[Saved data entries]
* * * *
PR #822, opened 2024-10-24
Feature/add analytic test rpcholesky

gw265981:
### PR Type

- Bugfix
- Tests

### Description

- Added an analytic test for RPCholesky on an independently derived example.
* * * *
## The problem
Take the data above and reproduce it exactly.

## Answer to this exercise
PR #822, opened 2024-10-24
Feature/add analytic test rpcholesky

gw265981:
### PR Type

- Bugfix
- Tests

### Description

- Added an analytic test for RPCholesky on an independently derived example.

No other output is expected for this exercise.